Work to be completed ▸ What is the number of lines in the following data that contain "protocol"? Answer with the number alone.
Data section START
PR #11989, opened 2026-03-24
Add documentation and groups to various stray elements, fix graphs being missing, link to Topics, various improvements

Robyt3:
See commit messages.

## Checklist

- [X] Tested the change with doxygen

### DIFF
--- a/src/base/types.h
+++ b/src/base/types.h
@@ -19,6 +19,13 @@ enum class TRISTATE
 };
 
 /**
+ * The maximum supported length of a file/folder path including null-termination.
+ *
+ * @ingroup File-IO
+ */
+inline constexpr auto IO_MAX_PATH_LENGTH = 512;
+
+/**
  * Handle for input/output files/streams.
  *
  * @ingroup File-IO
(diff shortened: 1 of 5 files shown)


src/base/types.h
```diff
@@ -32,24 +39,70 @@ typedef void *IOHANDLE;
...
+	/**
+	 * The name of the file/folder entry.
+	 */
 	const char *m_pName;
-	time_t m_TimeCreated; // seconds since UNIX Epoch
-	time_t m_TimeModified; // seconds since UNIX Epoch
-} CFsFileInfo;
 
+	/**
+	 * The creation time of the file/folder as seconds since UNIX Epoch.
```
heinrich5991:
```suggestion
	 * The creation time of the file/folder as seconds since UNIX Epoch excluding leap seconds.
```
Not sure if this is too nitpicky.

heinrich5991 (commented):
Looks good, thanks for adding documentation.

src/base/types.h
Robyt3: We can also leave out this implementation detail in the comments. We don't mention how `time_t` is defined for other functions either.

heinrich5991: You decide how to handle it. Either works for me (leaving it as it is, mentioning leap seconds, removing explanation of `time_t` entirely).

Robyt3: Done. Removed the explanation of `time_t`.

heinrich5991 (approved):
Thanks. :)

PR #11991, opened 2026-03-25
Move info to own method

ChillerDragon:
To be consistent with the other code the unpacker step
happens outside of the method. And to not change the protocol
the version check can still return a proper error message
even if the password is missing which for the correct version
will still just silently drop the invalid message.

## Checklist

### DIFF
--- a/src/engine/server/server.cpp
+++ b/src/engine/server/server.cpp
@@ -1716,55 +1716,14 @@ void CServer::ProcessClientPacket(CNetChunk *pPacket)
 		}
 		else if(Msg == NETMSG_INFO)
 		{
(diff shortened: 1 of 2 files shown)


ChillerDragon:
> Hmm. I think we could just drop the message if it doesn't include a password.


If the version check is bound to a specific version of the protocol (the one with valid password) that kinda defeats the purpose of a version check doesn't it?

Does that break 0.5 or earlier? And it will bind us to always sending a password string in the future on the client side to get proper errors from old servers.

ChillerDragon:
> If we don't want to do this, we could communicate to the OnNetMsgInfo function whether a password was present. nullptr with comment saying that the parameter may be nullptr? std::optional?

Sounds good to me. Will do that as soon as I get to it. As there is no draft button on iOS and no waiting on author label anymore I will close the pr until I find time to work on it.

PR #11996, opened 2026-03-26
Replace websocket chunk checks with assertions

Robyt3:
The websocket send/receive ringbuffers use `FLAG_RECYCLE`, so allocating should always return a chunk and not `nullptr`, unless the chunk size exceeds the size of the ringbuffer, which should never happen.

## Checklist


heinrich5991 (approved):
I like assertions that tell us when we're wrong. Thanks!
Data section END
Exercise output ▸ 2